# Asked a co-worker to go to lunch



## millenniumman75 (Feb 4, 2005)

As a project with my counselor and psychiatrist, they had seen me progress socially enough to ask a co-worker to take an hour off to eat lunch. I reluctantly said I would do it, and I like kept my word. :afr.

The goal was made on Monday and I was planning on going out to lunch Friday - since I work extra during the week (more like 60 hours!). The problem was that the co-worker I have known for years wasn't in his office! He worked from home this morning. So, I asked him if there would be a time next week. We vent about work and I know that he is one of the few people I can talk to about stuff.

I don't have to go in fear of thinking I am violating some code of conduct rule for going to a restaurant with a coworker. :afr


----------



## Melusine (Jun 19, 2004)

Good luck!  Hope everything works out well.


----------



## slurpazillia (Nov 18, 2005)

:banana


----------



## Restless Mind (Jul 19, 2006)

Good luck. I hope everything goes well!


----------



## shyguydan (Dec 30, 2004)

good luck milleniumman75- that is great that you were able to have enough courage to ask your co-worker to go out, congrats on that


----------



## dazeerae (Apr 29, 2006)

MM, Any new plans for the lunch?


----------



## millenniumman75 (Feb 4, 2005)

dazeerae said:


> MM, Any new plans for the lunch?


There was a restaurant I was interested in called "Quaker Steak", yes in the motor oil motif :lol. It is a hamburger joint with outdoor seating.
Instead, he wants to go to eat Chinese. I haven't had Chinese buffet in a while so I can compromise :stu .


----------



## R (Jun 13, 2006)

Ah , the Quaker steak ...... AAAaaaH!!! good place i am from pittsburgh and we got those out there.

Good stuff

Also it's been years since i have been there but isn't the whole name Quaker steak and lube or something.


----------



## nothing to fear (Mar 23, 2005)

Way to go, millenniumman!! And good luck with the lunch next week, you will probably do great.


----------



## slurpazillia (Nov 18, 2005)




----------



## millenniumman75 (Feb 4, 2005)

*Update on lunch outing....*

Okay, I have an update.
Today was the lunch outing - it was okay, but I had SA tremors at times. I felt kind of weird having only two guys going to lunch, but the conversations went well. It went both ways.

The only nervous thing when we returned, he told me he was going to see a former co-worker and talk to him. I wondered if they were going to talk about me. :afr. The other co-worker used to work with me in the company when I was a contractor. Long story short, I wouldn't feel comfortable having lunch with the other guy anytime soon.

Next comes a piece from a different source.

PR #8171, opened 2024-04-24
specify limits for each stackgres container

### LINKED ISSUE #8158: Specify Resource Limits For Each Container In Citus Pods
### Description

The scheduling of citus pods is inconsistent. This is because stackgres will configure different values for these containers across deployments even if the config is the same.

This co-worker, as long as he didn't say anything about me behind my back, is okay - I work with him all the time.

Regardless:
it was a good effort - my eye-contact wasn't too much
The conversations continued
SA was a 2-3 on a 10 scale.
I'd give it three boogies! :boogie :boogie :boogie


----------



## slurpazillia (Nov 18, 2005)




----------



## Gerard (Feb 3, 2004)

Congrats. It turned out well.


----------



## RedBlueFish (Nov 11, 2003)

millenniumman75 said:


> I don't have to go in fear of thinking I am violating some code of conduct rule for going to a restaurant with a coworker. :afr


Well first off you're not violating code by having lunch with a coworker! It happens all the time. There's nothing wrong with it at all in my opinion.  Also congratulations and asking to go to lunch! I know that really takes a lot of guts! I have a lot of trouble with that too. Even if it's another girl, I'm always afraid they'll say no or have other plans or something like that.


----------



## nothing to fear (Mar 23, 2005)

congrats, MM!


----------



## GIJOE290 (Nov 8, 2004)

Well Done, Millenniumman75! :clap :banana :clap


----------



## winduptoy (Jun 21, 2005)

Congrats!


----------



## QuietCoral (Mar 23, 2005)

good job MM!!!


----------



## cicada (Aug 25, 2005)

Millenniumman75,

You did a great job! I'm impressed and inspired.


----------